* [EXERCISE REQUIREMENTS]: Keep only the lines of the material below that contain the word "output". Copy those lines.
┏━━
PR #1006, opened 2020-01-14
Check flags to invalidate cache

### LINKED ISSUE #1002: Flags that affect the output should invalidate the cache
When I add or remove the `-fclash-no-escaped-identifiers` flag, clash doesn't regenerate the output.
It will just say: `Clash: Using cached result for: Main.topEntity`.

christiaanb:
Fixes #1002

### DIFF
--- a/clash-lib/src/Clash/Driver.hs
+++ b/clash-lib/src/Clash/Driver.hs
@@ -31,6 +31,7 @@ import           Data.IntMap                      (IntMap)
 import           Data.List                        (intercalate)
 import           Data.Maybe                       (fromMaybe)
 import           Data.Semigroup.Monad
+import qualified Data.Set                         as Set
 import qualified Data.Text
 import           Data.Text.Lazy                   (Text)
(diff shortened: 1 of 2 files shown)


leonschoorl:
The comment here is wrong: https://github.com/clash-lang/clash-compiler/blob/4b8cb2f26808025e24d46590da0d9e879bfab584/clash-lib/src/Clash/Driver/Types.hs#L69-L71

But we might still want to ignore `opt_hdlDir`, because it specifies where the manifest and the cache are stored.
If we change it clash won't find the previous cache regards of whether you hash `opt_hdlDir`.
But user might want to move the cached files around and keep reusing them, but if the hdlDir is hashed in there this will invalidate the cache.

christiaanb:
@leonschoorl Both issues should be fixed now:

1. If the user changes the flags in such a way that if affects whether we get a successful compile, the cache is ignored.

2. The hdldir setting is ignored when determining the hash of the flags, so that when you move the directory with generated HDL, you can still use it as the cache.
┗━━
* [RESPONSE AREA]:
### LINKED ISSUE #1002: Flags that affect the output should invalidate the cache
When I add or remove the `-fclash-no-escaped-identifiers` flag, clash doesn't regenerate the output.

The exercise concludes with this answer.